I'm sure that's what it was. I probably should have remembered that, but it was such a small part of one of his lectures it didn't resonate as deeply as it should have.
That's a different thing, the signal travel length in a nanosecond, roughly. This is about the 21 cm RF wave that glows from the sky - https://en.wikipedia.org/wiki/Hydrogen_line. One of the (hyper) finest names of things in nerddrom - "hyperfine transition".
I suppose it's interesting to think about. At today's clock rates, the distance between the CPU and RAM actually adds a small, but still significant delay.
It's ultimately what killed having a memory controller on the northbridge of a motherboard. Having the CPU talk to a separate chip to ultimately talk to the RAM simply added too much latency into the entire process.
And it may end up causing CAMM2 to end up being the next standard. The physical layout of the chips on the board means the traces can be shorter - leading to lower latency and higher stability.
I really hope CAMM2 takes off. It'd be a rare standard that could be used for both laptops and desktops. Having upgradable memory in a laptop again would be great. Using the same standard a desktop would make it easy to find sticks as time goes on.

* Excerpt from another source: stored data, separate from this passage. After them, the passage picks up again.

PR #1400, opened 2024-03-22
Add more consumption-saving tests

mnwhite:
This PR *only* adds new tests (and makes tiny adjustments to old ones) for consumption-saving models and should be merged *before* my solvers overhaul branch. But not yet because I'm actively adding tests.


mnwhite:
I think these are the tests I wanted to add. Two are commented out because those capabilities are new in my other PR.

PR #1407, opened 2024-04-06
remove references to `parent_class_name` and some redundant constructions

alanlujan91:


HARK/ConsumptionSaving/ConsIndShockModel.py
```diff
@@ -3366,15 +3363,10 @@ def __init__(self, **kwds):
...
-        PerfForesightConsumerType.__init__(self, **params)
+        super().__init__(**params)
 
         # Add consumer-type specific objects, copying to create independent versions
         self.solve_one_period = solve_one_period_ConsKinkedR
-        self.update()  # Make assets grid, income process, terminal solution
-
-    def pre_solve(self):
-        #        AgentType.pre_solve(self)
-        self.update_solution_terminal()
```
alanlujan91, line 3377: Not needed, parent already updates and updates solution terminal in that update

HARK/ConsumptionSaving/ConsIndShockModel.py
```diff
@@ -2663,7 +2661,6 @@ def pre_solve(self):
         # Update all income process variables to match any attributes that might
         # have been changed since `__init__` or `solve()` was last called.
         #        self.update_income_process()
-        self.update_solution_terminal()
```
alanlujan91, line 2666: Not needed, update method already updates solution terminal

mnwhite:
I can't work out why, but one of the *seemingly* extraneous calls to `update_solution_terminal` is actually critical for exactly one test: the Jacobian methods on `IndShockConsumerType`. The answer isn't just a little off, it's off by orders of magnitudes. I didn't write those methods and don't really understand them, but their test is really simple. Very strangely, putting an additional call to `update_solution_terminal` into the test itself doesn't fix the issue.

Anyway, all tests pass after resurrecting that one line, so...?

alanlujan91:
@wdu9 I believe the jacobian work was all done by you. Do you have any guesses as to why this is critical?

For a summary of what this PR does: We found there are numerous calls to `update`, `update_income_process`, or `update_solution_terminal` for a a few models, when obviously you should only have to do this once. To correct for this I removed the superfluous calls to ensure we only update everything once. Every other test in HARK works, except for `test_Jacobian_methods`. https://github.com/econ-ark/HARK/actions/runs/8584487477/job/23524783772

mnwhite:
Per meeting today, I'm merging this, then will try to get @wdu9 to look into the mysterious maybe-bug.

PR #1410, opened 2024-04-15
Add constructor architecture

mnwhite:
Beginning work on the `construct` method of `AgentType`. As of this moment, a basic prototype works for income distributions. Still a lot more to develop and test.


mnwhite:
As noted in the issue where I proposed this, there are two significant design points to work out:

1) How to handle situations where it's natural to construct *multiple* objects in the same function. The most obvious case is the first example I implemented: `IncShkDstn`, `PermShkDstn`, and `TranShkDstn`. I put in an ugly workaround, but something else should be done before this is merged.

2) Whether and how we want constructors to indicate whether they've made a time-varying or time-invariant object. I'm beginning to come around to the idea that these concepts (to the extent they're in HARK now and will be until several more overhaul steps are completed) should *not* be intended to be changed at the instance level. Rather, they're a fixed fact of the `AgentType`. There's a very specific reason they were defined at the instance level, but that reason no longer exists.

mnwhite:
Can someone tell me how to run the pre-commit routine locally? I can run black, but I don't know how to make lint work.

sbenthall:
`$ pre-commit run --all-files`

sbenthall:
more info in the developer guide here: https://docs.econ-ark.org/guides/contributing.html#pre-commit-hooks

alanlujan91:
> `$ pre-commit run --all-files`

you probably don't want to run all files, only your changes

mnwhite:
A bunch of tests needed syntax changes, but everything passes now. The other things that I'm moving to constructors will be much easier from here on out, and should be completed on Monday.

For this PR, I'm going to set the goal at getting everything in constructor functions that should be (plus some alternates that can be swapped in). After this is merged, in a separate branch/PR, I'm going to tackle undoing/simplifying the custom init methods for each AgentType subclass, and get them all just using AgentType.__init__ ... That also means that the default dictionary should be a class attribute.

alanlujan91:
We should be doing super().init everywhere

mnwhite:
Even where `super().__init__` is used, there can be problems when `update()` is called by a parent class as part of init before the child class is "ready" for it, leading to unexpected results. In the not-too-distant future, I hope all our AgentType subclasses inherit directly from AgentType, and don't have any special init stuff.

mnwhite:
If tests pass on this commit, the next commit will change *exactly one line* of code, and revise tests to fit. As is, the "construct pLvlGrid by simulation" method draws on AgentCount, which is fine *as long as AgentCount is actually large*. The number of eventual simulated agents shouldn't be used in the *solution* of the problem, even extremely indirectly. So I'm just going to have it use a *large number* of agents no matter what. This is also why the hardcoded seeds don't matter in this function/method.

mnwhite:
The remaining tasks on this PR are pretty small, almost optional:

- make some example MrkvArray constructors
- make terminal solution constructors for types that are missing it
- consider moving one method in ConsAggShockType to a constructor (but maybe not)
- make a method for AgentType that reports what the user *needs* to make a valid type
- a few "alternate example" constructor functions, to demonstrate swappability

llorracc (commented):
This also allows for transitory shocks, I assume?

Someday I want a tool that can handle the case that I think captures almost all of what can be said about annual income processes: It's hard to do better than a process with a fully permanent shock and a transitory shock with an MA(1) term (as time aggregation would imply).  I take it that your setup here allows for purely transitory terms but probably not for MA(1) transitory terms?

llorracc:
Also: Is this ready for use?  Ryan Edwards is working on making a new Aiyagari REMARK using HARK and I want him to use the latest and greatest tools ...

mnwhite:
> This also allows for transitory shocks, I assume?
> 
> Someday I want a tool that can handle the case that I think captures almost all of what can be said about annual income processes: It's hard to do better than a process with a fully permanent shock and a transitory shock with an MA(1) term (as time aggregation would imply). I take it that your setup here allows for purely transitory terms but probably not for MA(1) transitory terms?

This PR is just a restructuring. I've made *very* small changes to the constructor methods when converting them to functions, but they're almost trivial adjustments. This isn't about economics or new capabilities at all. So all the same income processes are in there that we had before.

It *might* be possible to do an MA(1) transitory process using `MarkovConsumerType`, but I'd have to work out whether there's a better way than having N^2 discrete states, where N is the number of transitory shock values.

mnwhite:
Meant to say before posting: If it's not, we can add something later that can handle this income process. Let me think about it.

mnwhite:
The simplest way to do it in HARK (read: the way that requires the least new code) is to make a subclass of `MarkovConsumerType` with an adjusted simulation procedure. When solving the model, the Markov state can be "today's transitory shock", which simply gives the forward-looking agent a little bit of information about next period's *transitory income* (weighted average of today's shock and tomorrow's shock).

When *simulating* the model, you just need a mechanism that enforces that (the index of) today's transitory shock is the same as (the index of) today's discrete state.

mnwhite:
Still behind schedule, as there were more terminal solvers than I remembered. Still to do the following small tasks:

- make some example MrkvArray constructors
- a few "alternate example" constructor functions, to demonstrate swappability

HARK/core.py
```diff
@@ -327,6 +329,164 @@ def __str__(self):
...
+                has_no_default = {
+                    k: v.default is inspect.Parameter.empty
+                    for k, v in inspect.signature(constructor).parameters.items()
+                }
+                temp_dict = {}
+                any_missing = False
+                for j in range(len(args_needed)):
+                    this_arg = args_needed[j]
+                    if hasattr(self, this_arg):
+                        temp_dict[this_arg] = getattr(self, this_arg)
```
sbenthall, line 393: Is there a way to do this without hasattr/getattr/setattr, using manipulations of a data structure rather than an object's attributes?

HARK/core.py
```diff
@@ -327,6 +329,164 @@ def __str__(self):
...
+                                # Record missing key-data pair
+                                any_missing = True
+                                missing_key_data.append((key, this_arg))
+
+                # If all of the required data was found, run the constructor and
+                # store the result in parameters (and on self)
+                if not any_missing:
+                    temp = constructor(**temp_dict)
+                    setattr(self, key, temp)
+                    self.parameters[key] = temp
```
sbenthall, line 408: Are these parameters, or model constructs, or both?

what if there was a self.constructs dictionary that was separate from parameters?

HARK/core.py
```diff
@@ -327,6 +329,164 @@ def __str__(self):
...
+        self._missing_key_data = missing_key_data
+        return
+
+    def describe_constructors(self, *args):
+        """
+        Prints to screen a string describing this instance's constructed objects,
+        including their names, the function that constructs them, the names of
+        those functions inputs, and whether those inputs are present.
+
+        Parameters
```
sbenthall, line 428: Python conventions for printed representations of things is to create a `__repr__` method, or to display docstrings.

HARK/core.py
```diff
@@ -327,6 +329,164 @@ def __str__(self):
...
+        N_keys = len(keys)
+        yes = "\u2713"
+        no = "X"
+        maybe = "*"
+        noyes = [no, yes]
+
+        out = ""
+        for i in range(N_keys):
+            key = keys[i]
+            has_val = hasattr(self, key)
```
sbenthall, line 451: could be looking up in parameters?

HARK/core.py
```diff
@@ -327,6 +329,164 @@ def __str__(self):
...
+        Parameters
+        ----------
+        *args : str
+            Optional list of strings naming constructed inputs to be described.
+            If none are passed, all constructors are described.
+
+        Returns
+        -------
+        None.
+        """
```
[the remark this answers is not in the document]
mnwhite: I think we want to leave it general/simple that any function can be a constructor, to keep barriers to entry low.

HARK/core.py
mnwhite: Yes, `construct()` does this but I forgot to put that line in here. Will fix.

HARK/core.py
```diff
@@ -327,6 +329,164 @@ def __str__(self):
...
+            keys = list(self.constructors.keys())
+        N_keys = len(keys)
+        yes = "\u2713"
+        no = "X"
+        maybe = "*"
+        noyes = [no, yes]
+
+        out = ""
+        for i in range(N_keys):
+            key = keys[i]
```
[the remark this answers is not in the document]
mnwhite: I do use `i` below, because I track which work items have been completed in a boolean vector.

HARK/core.py
```diff
@@ -327,6 +329,226 @@ def __str__(self):
...
+            Removes information from self.parameters dictionary and own namespace.
+
+        Returns
+        -------
+        None.
+        """
+        if param_name in self.parameters:
+            del self.parameters[param_name]
+        if hasattr(self, param_name):
+            delattr(self, param_name)
```
sbenthall, line 350: is there any way to avoid this redundant storage of the constructs?

Maybe constructs should not be stored in parameters, but in self.constructs (or something)

sbenthall:
This all looks very good to me.

The one thing which I think could be improved is the confusing way in which constructed objects are stored, both (!) as an entry in `parameters` and as a new attribute on the model object. Neither of these seem quite right to me.

What about a `self.constructs` dictionary?

HARK/core.py
mnwhite: That's for *deleting* things. Right now, I've written things to be intentionally redundant, because we're "between two worlds". The medium run goal is to remove the top level namespace at all, only putting them in `parameters`.

I don't want a separate `constructs` dictionary, because there's no meaningful distinction between `parameters` and `constructs`. It might be that `parameters` was the wrong name for that dictionary.

sbenthall:
Ok, I understand that removing object attribute storage entirely is a goal, but something to be implemented in a different PR.

I'll leave further notes on #889

mnwhite:
Fixed CHANGELOG

PR #1412, opened 2024-04-17
Multivariate Lognormal

sidd3888:
Added a class corresponding to the bivariate lognormal distribution (current features generalizable to the multivariate lognormal). Need to make sure things are in order before proceeding.

@alanlujan91 @llorracc


alanlujan91:
@sidd3888 this is a good start

alanlujan91:
@sidd3888 I added a few comments on the code, but I think what would be more useful is having tests and/or demonstration (a notebook) of what the code is doing to see if it's working well or as expected.

alanlujan91:
@sidd3888 pull changes from master and the errors should go away

PR #1415, opened 2024-04-23
MAINT: bump up to py3.12 for doc build

MridulS:


MridulS:
The test failures are coming from the changes in interpolation.py

alanlujan91:
can you take a look at this when you have time @Mv77?

Mv77:
I'd be happy to.

But to make sure I have the right version of everything, is there any yaml file with the environment that I should use while checking the tests?

alanlujan91:
`pip install -e .` should install all the dependencies, we got rid of `environment.yml` files

Mv77:
I'll run than in a clean python 3.12 env and report back.

Mv77:
Can confirm all econforge tests fail locally. Debugging.

Mv77:
It looks like there are now unrelated errors having to do with assertions?

It is strange that I did not get those locally.

Mv77:
https://github.com/econ-ark/HARK/pull/1420 fixes a typo that is making the 3.12 versions fail.

What I can't figure out is why 3.11 is failing. There are some failures related to properties of numpy arrays that I can not reproduce locally on a fresh 3.11 env.

Mv77:
Do they fail locally for you @alanlujan91 ?

alanlujan91:
> Do they fail locally for you @alanlujan91 ?

no, but they are failing on the mac tests and I have a windows, so I am trying to "guess" what a mac would like, we'll see if it passes!

Mv77:
MAC: It just doesn't work^{TM}

alanlujan91:
@Mv77 I think i'm getting close, only 1 failing test on mac now!

alanlujan91:
UGHHH everything is passing except for coverage

I agree with @MridulS that we should remove it

alanlujan91:
I think this will let us finally bump to python 3.12! 

Thank you @MridulS and @Mv77!

@mnwhite please review and merge when appropriate

PR #1416, opened 2024-04-24
Sequence Space Jacobian Type

alanlujan91:
Integrating @wdu9's work on SSJ. 

The results are very wrong... which is probably due to my lack of experience with SSJ

Would appreciate help from @wdu9 and @Mv77


alanlujan91:
hmm why are checks not running? @MridulS

MridulS:
I see this in the runs:

```
FAILED HARK/ConsumptionSaving/tests/test_SequenceSpaceJacobianType.py::test_Transition_Matrix_Methods::test_calc_tran_matrix - AttributeError: 'SequenceSpaceJacobianType' object has no attribute 'taxrate'. Did you mean: 'tax_rate'?
FAILED HARK/ConsumptionSaving/tests/test_SequenceSpaceJacobianType.py::test_Jacobian_methods::test_calc_jacobian - AttributeError: 'SequenceSpaceJacobianType' object has no attribute 'taxrate'. Did you mean: 'tax_rate'?
```

Mv77:
A minor comment is that, since SSJ is a method and not a model, I don't think that SSJType is appropriate. Maybe NewKeynesianType?

alanlujan91:
tried to fix the errors on the notebooks, but there's still something off with the "NewKeyensianType"

mnwhite:
I'm going to try to look at this ASAP. Alan's latest commit turns off some (probably unnecessary) pre-solve behavior. The change(s) that I made to `calc_jacobian` had interactions with `presolve`. Before my edits, the method would edit the attribute `_cFunc_terminal`, which is a *class* attribute, not instance. I also added functionality to `solve` so that the user can indicate that they *don't* want to run `presolve` as part of `solve`. That enables doing things like a custom "terminal solution", like in this case.

AMonninger:
After my last commit, the first column of the Jacobians was correct, but the others were still off.
Unfortunately, the changes in the meantime made them all wrong again. I assume it has something to do with the changes made to `IndShockConsumerType` and the updating process...
Steady states and policy functions of the infinite horizon solution look fine and unchanged. Only the Jacobian part is off.

mnwhite:
That's a good hint about what's going on. To further help me hypothesize
solutions while not actually looking at the code, which variable is "the
first column"?

AMonninger:
In the temporarily created notebook: IndShockConsumerType_HANK.ipynb
In cell 13, we solve:
CJACR, AJACR = Agent_GE.calc_jacobian("Rfree", T)
CJACN, AJACN = Agent_GE.calc_jacobian("labor", T)

The first column of CJACR should start at 0.4 and then converge to 0.

This part is created by the ZerothColAgent in the function `calc_jacobian`

mnwhite:
This material has been incorporated into HARK with #1447

PR #1414, opened 2024-04-23
move calibration out of DBlock definition, see #1371

sbenthall:
This separates out the calibration data from the dynamics in the DBlock

- [x] Tests for new functionality/models or Tests to reproduce the bug-fix in code.
- [x] Updated documentation of features that add new functionality.
- [x] Update CHANGELOG.md with major/minor changes.

PR #1417, opened 2024-04-24
portfolio consumer model with recursive block definition working with generic monte carlo

sbenthall:
This PR:
 - introduces a new 'new model', an unnormalized idiosyncratic shock model with (optional) portfolio share based on SolvingMicroDSOPS notes
 - an RBlock which can combine several DBlocks into one block.
 - passing smoke tests for running this model in the ATMC simulator

The model in `consumer.py` is an attempt to demonstrate how a value, such as `R`, can be either calibrated directly or set by a dynamic block (in this case, the portfolio block) while reusing the same consumption block data.

It also shows the use of a `tick` block to set $k_{t+1} = a_t$


sbenthall:
This PR builds on #1414, which should be merged first

sbenthall:
this is really work towards #1374

sbenthall:
TODO: Allow nested RBlocks

sbenthall:
TODO: Demo in a test the way that the consumption DBlock can be used with or without the RBlock

sbenthall:
I believe this PR is ready.
Requesting final review from @alanlujan91 or @mnwhite

This PR now supports recursively defined models, and demonstrates how a model can be composed of pre-made blocks.

Specifically, it shows how the portfolio consumption model can be built from the basic consumer model by adding one more block. This block makes the `R` rate of return an endogenous state that's a function of the risky return and `stigma`, overriding the default calibration of this value.

sbenthall:
Added normalized version of consumption block

sbenthall:
I've added some more functionality to the DBlocks in this PR pursuant to aligning it with the recent SolvingMicroDSOPs work.

A DBlock, which represents what we might have called a 'stage' at one point, can now:

- Given a continuation value function, provide a _state-rule value function_, which is the value of being at state $x$, with _realized_ shocks $z$, given a decision rule $\pi$
- Given a continuation value function and decision rule, provide a _decision value function_, which is the value of being in the (shock realized) state before the agent makes a decision. (This is the value at the 'decision' step/tac.)
- Given a continuation value function, a decision rule, and arguments for discretizing shocks, provide an _arrival value function_, which is the value of the (pre-shock) state at the beginning-of-period/arrival 'step'/tac.

These can all be computed directly using the dynamics and reward functions provided in the DBlock, and are intended to be helpful utilities to support solution algorithms.

PR #1419, opened 2024-04-24
[econforge interp] Change order -> k

Mv77:
Adjusts the name of a parameter that changed in the newer versions of econforge's interpolation


Mv77:
Note this is a PR to Mridul's PR https://github.com/econ-ark/HARK/pull/1415, not to master

PR #1425, opened 2024-05-15
Flatten default initializer dictionaries

mnwhite:
This PR has (or should have) no *functional* changes. All it does is reorganize the default initializer dictionaries for our AgentTypes so that all parameters for that class are present and explained in one place. All parameter values remain the same, and the dictionaries themselves should be exactly identical as before.

This branch builds from #1410 under the assumption that it will be merged in relatively soon.


mnwhite:
So I *said* it wouldn't change any dictionaries, but then I found an extraneous CubicBool=True and removed it. Test values changed by 0.0001 to 0.001.

mnwhite:
This branch is ready for review and merge. It extends #1410 , so that should be merged first.

There are very few functional changes, mostly just "flattening" of dictionaries so that each AgentType subclass is better documented in the file in which it appears. A few tests and examples had to have their formatting changed slightly to account for dictionary differences. Only one test had a *value* change, and that was due to removing a (likely mistaken) CubicBool=True in an example dictionary.

The tests that changed will be easier to see when #1410 is merged into master.

sbenthall:
I'll review this once #1410 is in. As is, it's hard to isolate the changes specific to this PR

PR #975, opened 2019-05-20
Upgrade ktlint to 0.32.0

abrooksv:
## License


jetbrains-core/src/software/aws/toolkits/jetbrains/services/cloudformation/IndexedResources.kt
```diff
@@ -14,13 +14,21 @@ import java.io.DataOutput
...
+            this(
+                resource.type() ?: throw RuntimeException(message("cloudformation.template_index.missing_type")),
+                indexProperties
+                    .asSequence()
+                    .map {
+                        it to try {
+                            resource.getScalarProperty(it)
+                        } catch (e: Exception) {
+                            null
+                        }
```
zhangzhx: Nit: could use `tryOrNull` here?

PR #981, opened 2019-05-21
Add CodeCov to buildSpecs

abrooksv:
When we migrated to build specs in the repo, we lost codecov

## License


abrooksv:
Only gap now is we don't report Windows coverage

Issue #979, opened 2019-05-20
Bug in checkConfiguration leads to EDT assertion


abrooksv:
```
Access is allowed from event dispatch thread only.

com.intellij.openapi.diagnostic.RuntimeExceptionWithAttachments: EventQueue.isDispatchThread()=false Toolkit.getEventQueue()=com.intellij.ide.IdeEventQueue@a5adf7a
Current thread: Thread[OurIconsCalculating Pool,4,Idea Thread Group] 1222850060
SystemEventQueueThread: Thread[AWT-EventQueue-0 2019.1#IC-191.6183.87 IDEA, eap:false, os:Mac OS X 10.12.6, java-version:JetBrains s.r.o 1.8.0_202-release-1483-b39,6,Idea Thread Group] 841377470
	at com.intellij.openapi.application.impl.ApplicationImpl.assertIsDispatchThread(ApplicationImpl.java:1128)
	at com.intellij.openapi.application.impl.ApplicationImpl.assertIsDispatchThread(ApplicationImpl.java:1117)
	at com.intellij.openapi.fileEditor.impl.FileDocumentManagerImpl.saveAllDocuments(FileDocumentManagerImpl.java:288)
	at com.intellij.openapi.fileEditor.impl.FileDocumentManagerImpl.saveAllDocuments(FileDocumentManagerImpl.java:281)
	at software.aws.toolkits.jetbrains.services.lambda.execution.LambdaRunConfigurationBase.resolveInput(LambdaRunConfigurationBase.kt:51)
	at software.aws.toolkits.jetbrains.services.lambda.execution.local.LocalLambdaRunConfiguration.checkConfiguration(LocalLamdaRunConfiguration.kt:73)
	at com.intellij.execution.impl.RunnerAndConfigurationSettingsImpl.checkSettings(RunnerAndConfigurationSettingsImpl.kt:310)
	at com.intellij.execution.RunnerAndConfigurationSettings.checkSettings(RunnerAndConfigurationSettings.java:116)
	at com.intellij.execution.impl.TimedIconCache.calcIcon(TimedIconCache.kt:71)
```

The point of how fast computers are, and why you need to make them smaller to make them faster. Think about the bus between the CPU and GPU, not much shorter than that. Information cannot travel faster than the speed of light, so there is a hard constraint on how quickly the GPU can respond to commands. The same is true for RAM and even within the CPU, signals take time to propagate across it. The total length of your circuitry for a single instruction can't be longer than 21cm if that's how far light travels.